I think the next year will be very telling about the degree to which this convergence will happen, as cloud providers and big data vendors alike seek to capitalize on each other’s momentum. We already have Elastic MapReduce and data-as-a-service firms such as InfoChimps, but I suspect they’re just the beginning of what will become a broad base of services applying on-demand cloud resources to analytic workflows, and targeting CIOs with both of those capabilities on the tops of their minds.

Image courtesy of flickr user themagesticfool

5 Responses to “Big Data Is on a Collision Course with the Cloud”

  1. Deirdre Mahon

    As organizations grapple with how to better manage and leverage rich data that is growing very fast, IT is looking more closely at how to leverage the Cloud as a more economic platform alternative to investing in on-premise infrastructure. However, the term Big Data is somewhat confusing as it means different things to different organizations – to some it’s all about collating and making sense of “social media” data and to others its about sourcing OLTP data into a platform for deep analysis. Regardless of the reporting and analytics side of the equation – IT really needs to examine how best to store this data long term (often years) and how to cost effectively scale to meet future growth. There are technologies today that can compress & reduce data to 97%+ less storage footprint and when you are sending data to the cloud, you reall do need to compress – otherwise Big Data won’t get over the wire. Additionally, keeping big data in the cloud, you need to query it and quickly get answers and for massively compressed data, you don’t want to pay the penalty of re-inflation for your query.

  2. I like JP’s comments. One other way I see this is that traditionally, data had to be transported to the compute resources. In the Big Data era that’s hard to do. But in the cloud era (and particularly, with Private Clouds) compute can now be transported to where the data is. After all, VMs are just files. There are also some nice use-cases I’m seeing in the market where Big Data is becoming a PaaS service within special-purpose (community) clouds.

  3. Derrick,

    Your statement is difficult to refute, however, the way in which it is posed raises some interesting areas for discussion. Based on the way this piece reads, I interpret that you do not see Big Data as an inherent component of Cloud Computing. Whereas, I would argue that Big Data is merely a use case for Cloud Computing. Indeed, you state that you believe Cloud Computing is about operational efficiencies in IT and specifically around costs management. Yes, Cloud is that.
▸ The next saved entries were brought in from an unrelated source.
PR #3223, opened 2026-07-10
[Cookbook]Add permission diagnostic checks to pcluster-diag

hehe7318:
### Description of changes
Implement the permission checks planned for the diagnostics tool: reserved user/group verification, critical-path ownership verification, and instance-profile consistency verification.

Checks added:
* **ReservedUsersAndGroups**: reserved users (pcluster-admin, slurm, munge) and groups (pcluster-admin, slurm, munge, pcluster-slurm-share) exist and do not share their uid/gid with another account. A duplicate uid makes the kernel resolve it to the first `/etc/passwd` entry, so a daemon relying on a reserved user's NOPASSWD sudoers rules can run as the wrong user and lose its privileges.
* **CriticalPathsHaveExpectedPermissions**: critical files have their expected owner, group, and mode. Data-driven so paths can be added incrementally. Checks `computefleet-status.json` (clusterstatusmgtd write target; losing write access stalls compute-fleet transitions), `/etc/munge/munge.key` (munged refuses to start unless the key is private to the munge user, breaking Slurm auth cluster-wide), and `/var/spool/slurm.state` (slurmctld exits fatal on wrong ownership/perms of its StateSaveLocation).
* **ImdsRoleMatchesCfnHupConfig** (head node): the IAM role IMDS reports matches the `role=` recorded in `/etc/cfn/cfn-hup.conf`, so cfn-hup credential retrieval does not fail after an out-of-band instance-role change.

Each check reports failures as structured `CheckError` codes owned by the check, consistent with the diagnostics Result API.

### Tests
Unit tests passed.

Verified end-to-end on a running ubuntu2404 cluster:
* On a healthy head node, all checks pass.
* Injecting a duplicate uid 400 (`useradd -o -u 400 pc-admin-test`) makes `ReservedUsersAndGroups` report FAILURE with the shared-id code `E2`; a shared reserved gid (`groupadd -o -g 405 dup-share-test`) is reported the same way.
* Loosening the permissions of any `CriticalPathsHaveExpectedPermissions` target (`computefleet-status.json`, `/etc/munge/munge.key`, or `/var/spool/slurm.state`) makes the check report FAILURE with code `E3` naming the exact path and mode.
* Pointing the cfn-hup config at a role IMDS does not report (editing `role=` in `/etc/cfn/cfn-hup.conf`) makes `ImdsRoleMatchesCfnHupConfig` report FAILURE.
* Removing the faults returns all checks to PASSED.


cookbooks/aws-parallelcluster-platform/files/pcluster-diag/pcluster_diag/checks/critical_paths.py
```diff
@@ -0,0 +1,124 @@
...
+from pcluster_diag.core.constants import CLUSTER_ADMIN_GROUP, CLUSTER_ADMIN_USER, COMPUTEFLEET_STATUS_PATH
+from pcluster_diag.models.check import Check
+from pcluster_diag.models.check_error import CheckError
+from pcluster_diag.models.context import Context, NodeType
+from pcluster_diag.models.result import Result
+from pcluster_diag.util import filesystem
+
+
+@dataclass(frozen=True)
+class CriticalPath:
```
gmarciani, line 41: This is an expectation on a wathever path, I would not call it "Critical"

cookbooks/aws-parallelcluster-platform/files/pcluster-diag/pcluster_diag/checks/critical_paths.py
```diff
@@ -0,0 +1,124 @@
...
+        self._critical_paths = CRITICAL_PATHS if critical_paths is None else critical_paths
+
+    @property
+    def description(self) -> str:
+        """Return the human-readable description of this Check."""
+        return "Verify that ParallelCluster critical files have their expected owner, group, and permissions."
+
+    def should_run(self, context: Context) -> bool:
+        """Run only when at least one critical path applies to the current node type."""
+        return bool(self._applicable(context))
```
gmarciani: The check should always run because it is always applicable to any node type and config that we must check critical files. If there is no critical file to check, then the check can succeed

cookbooks/aws-parallelcluster-platform/files/pcluster-diag/pcluster_diag/checks/instance_profile.py
```diff
@@ -0,0 +1,118 @@
...
+                ],
+            )
+
+        if imds_role != configured_role:
+            return Result.failure(
+                self,
+                errors=[
+                    CheckError(
+                        self.ROLE_MISMATCH,
+                        "The IAM role returned by IMDS ('{}') does not match the role configured in {} "
```
gmarciani: Let's simplify the error message. We decided that the error message should only describe the observation against the expected result. Here we can simplify saying that the role do not match and they must make sure they do.

cookbooks/aws-parallelcluster-platform/files/pcluster-diag/pcluster_diag/checks/reserved_users.py
```diff
@@ -0,0 +1,167 @@
...
+    @property
+    def description(self) -> str:
+        """Return the human-readable description of this Check."""
+        return "Verify that each reserved ParallelCluster user has a unique uid (not shared with another user)."
+
+    def run(self, context: Context) -> Result:
+        """Pass when every present reserved user owns its uid alone; fail listing each shared uid."""
+        errors = []
+        for name in RESERVED_USER_IDS:
+            uid = users.get_user_uid(name)
```
gmarciani: what about making this check a bit more general and return two errors: 
1. the expect user does not exist
1. the user is sharing the uid


Similarily to what we did for the critical files check.

cookbooks/aws-parallelcluster-platform/files/pcluster-diag/pcluster_diag/checks/reserved_users.py
```diff
@@ -0,0 +1,167 @@
...
+                        ),
+                    )
+                )
+
+        if errors:
+            return Result.failure(self, errors=errors)
+        return Result.passed(self)
+
+
+class ReservedGroupsHaveUniqueIds(Check):
```
gmarciani: This check is almost equal to the user id check. Any chance to reduce code duplicastion?

cookbooks/aws-parallelcluster-platform/files/pcluster-diag/pcluster_diag/core/registry.py
```diff
@@ -123,4 +130,13 @@ def get(self, identifier: str) -> Optional[Check]:
...
-DEFAULT_REGISTRY = Registry().register(CfnHupRunsOnlyOnHeadNode()).register(SampleCheck())
+DEFAULT_REGISTRY = (
+    Registry()
+    .register(CfnHupRunsOnlyOnHeadNode())
+    .register(ReservedUsersExist())
+    .register(ReservedUsersHaveUniqueIds())
+    .register(ReservedGroupsHaveUniqueIds())
+    .register(CriticalPathsHaveExpectedPermissions())
+    .register(ImdsRoleMatchesCfnHupConfig())
+    .register(SampleCheck())
```
gmarciani: Let;s take the chance to remove the SampleCheck

cookbooks/aws-parallelcluster-platform/files/pcluster-diag/pcluster_diag/checks/critical_paths.py
hehe7318: "Critical" is the selection criterion that I put a path in this check. A path is on the list because a permission drift on it breaks the cluster (fleet down, Slurm auth down, slurmctld won't start). But you're right the dataclass itself is just a path+expected permission record. I am happy to rename it to `ExpectedPathPermissions` while keeping the critical semantics on the list and the check. If you want me to do it, let me know.

cookbooks/aws-parallelcluster-platform/files/pcluster-diag/pcluster_diag/checks/critical_paths.py
hehe7318: Thanks for catching it. Done!

cookbooks/aws-parallelcluster-platform/files/pcluster-diag/pcluster_diag/checks/instance_profile.py
hehe7318: Done!

cookbooks/aws-parallelcluster-platform/files/pcluster-diag/pcluster_diag/checks/reserved_users.py
hehe7318: Done!

cookbooks/aws-parallelcluster-platform/files/pcluster-diag/pcluster_diag/checks/reserved_users.py
hehe7318: Yes, done!

cookbooks/aws-parallelcluster-platform/files/pcluster-diag/pcluster_diag/core/registry.py
hehe7318: Done!

cookbooks/aws-parallelcluster-platform/files/pcluster-diag/pcluster_diag/checks/critical_paths.py
gmarciani: It's a minor, but if you agree let's do it

cookbooks/aws-parallelcluster-platform/files/pcluster-diag/pcluster_diag/util/filesystem.py
```diff
@@ -0,0 +1,69 @@
...
+    """
+    info = Path(path).stat()
+    return PathStat(
+        owner=_owner_name(info.st_uid),
+        group=_group_name(info.st_gid),
+        mode=_octal_mode(info.st_mode),
+    )
+
+
+def _owner_name(uid: int) -> str:
```
gmarciani, line 51: Seems like a better fit for `_group_name` and `_group_name` would be to place them in `util/users.py` the same way we already do for `get_user_uid` and `get_user_gid` and other related to this topic.

cookbooks/aws-parallelcluster-platform/files/pcluster-diag/pcluster_diag/checks/critical_paths.py
```diff
@@ -0,0 +1,145 @@
...
+    SLURM_USER,
+)
+from pcluster_diag.models.check import Check
+from pcluster_diag.models.check_error import CheckError
+from pcluster_diag.models.context import Context, NodeType
+from pcluster_diag.models.result import Result
+from pcluster_diag.util import filesystem
+
+
+@dataclass(frozen=True)
```
gmarciani, line 40: data classes should be in the models folder

gmarciani (approved):
Approved with non blocking comments. Please address in follow up PR.

cookbooks/aws-parallelcluster-platform/files/pcluster-diag/pcluster_diag/checks/critical_paths.py
hehe7318: Addressed in https://github.com/aws/aws-parallelcluster-cookbook/pull/3229

cookbooks/aws-parallelcluster-platform/files/pcluster-diag/pcluster_diag/util/filesystem.py
hehe7318: Addressed in https://github.com/aws/aws-parallelcluster-cookbook/pull/3229

cookbooks/aws-parallelcluster-platform/files/pcluster-diag/pcluster_diag/checks/critical_paths.py
hehe7318: Addressed in https://github.com/aws/aws-parallelcluster-cookbook/pull/3229

PR #3232, opened 2026-07-20
Install fabric managed, nvlsm, and imex from Nvidia repo

hgreebe:
### Description of changes
* Install fabric manages, nvlsm, and imex from Nvidia repo
* Continue same package lock we did when we installed them from rpm files
* Remove versions for fabric manager, nvlsm, and imex because we install the version included in the repo
* Remove references to download url because we are retrieving from the repo
* Change unit tests to test they get installed from repo
* Keep the exisiting behavior of locking the packages

### Tests
1. Unit test (added/updated) included in this PR check
4. Build image on all supported OSs (with DevSettings pointing to NVIDIA local repos from Nvidia website because artifacts are not published to our bucket yet)
5. Successful integ tests:
```
test-suites:
  basic:
    test_essential_features.py::test_essential_features:
      dimensions:
        - regions: ["us-east-1"]
          instances: ["g4dn.xlarge"]
          oss: ["rhel8"]
          schedulers: ["slurm"]
  health_checks:
    test_gpu_health_checks.py::test_cluster_with_gpu_health_checks:
      dimensions:
        - regions: ["us-east-1"]
          instances: ["g4dn.xlarge"]
          oss: ["rhel8"]
          schedulers: ["slurm"]

``` 

Please review the [guidelines for contributing](../CONTRIBUTING.md) and [Pull Request Instructions](https://github.com/aws/aws-parallelcluster/wiki/Git-Pull-Request-Instructions).

By submitting this pull request, I confirm that my contribution is made under the terms of the Apache 2.0 license.

PR #3237, opened 2026-07-22
Create resource to lock nvidia packages

hgreebe:
### Description of changes
* Create resource to lock nvidia packages
* Removed unused `platform` variable
* Use `if platform_family?('debian')` in common so we don't need platform specific files.

### Tests
* Ran build image on all OSs

### References
* Follow up to: https://github.com/aws/aws-parallelcluster-cookbook/pull/3232


cookbooks/aws-parallelcluster-platform/resources/nvidia_nvlsm/partial/_nvidia_nvlsm_common.rb
```diff
@@ -54,7 +54,11 @@ def nvidia_nvlsm_package
 end
 
 def nvidia_nvlsm_install_dependencies_commands
-  # OS dependent
+  if platform_family?('debian')
```
gmarciani: [Best Practice] This OS-dependent logic should be captured in the OS-specific resource.

cookbooks/aws-parallelcluster-platform/resources/package_lock.rb
```diff
@@ -12,13 +12,25 @@
...
+unified_mode true
+
+property :package_name, String, name_property: true
 
-def nvidia_nvlsm_install_dependencies_commands
-  "apt install -y infiniband-diags ibutils"
+default_action :lock
+
+action :lock do
+  if platform_family?('debian')
```
gmarciani: [Best Practice] The OS-specific logic should be in the OS-specific package_lock resource.
The counter-argument maybe "We introduced this resource to avoid Os-specific logic in the consumers; why should we reintroduce it for the package_lock now? It seems we are just trading once complexity for another!"

Point is that we should always use OS-specific resource pattern, but we should reduce also code duplication. If we define the Os-specific resource for package_lock we do it just once and do not need to redefine it whenever we need a package lock

gmarciani (approved):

But Cloud is also about scalability and elasticity, the type that allows Big Data applications to thrive. To separate these points into paths that may converge instead of a single path with many value propositions limits the value proposition for cloud and, in my opinion, adds further confusion to the misunderstanding for what cloud computing has to offer.

  4. Interesting article- I concur that many of the Big Data applications out there may very well converge onto public or private cloud infrastructures. However, in the Hadoop case, for instance, there may need to be some fundamental shifts in how locality is defined (trying to keep data movement within the rack) and on how task tracker and name-node are determined to be ‘alive’. This is usually run on a separate NIC/link in a Hadoop cluster and that capability may not be available depending on the public cloud being used.

    Net-net: There will probably be some purpose-built public clouds spec’d for Big Data, CFD Simulations, Modeling, etc that use higher performance CPUs, guaranteed network I/O and reliability, and probably increased density of DAS since most of the public clouds I have seen use some form of NAS or iSCSI and most Hadoop clusters use DAS.


    • Derrick Harris

      There’s already at least one purpose-built service with Elastic MapReduce, and I know that Cloudera’s distro is able to at least run atop both AWS and Rackspace. I think the as-a-service model could ultimately prevail, though, which would entail providers customizing the architecture for big data as you suggest.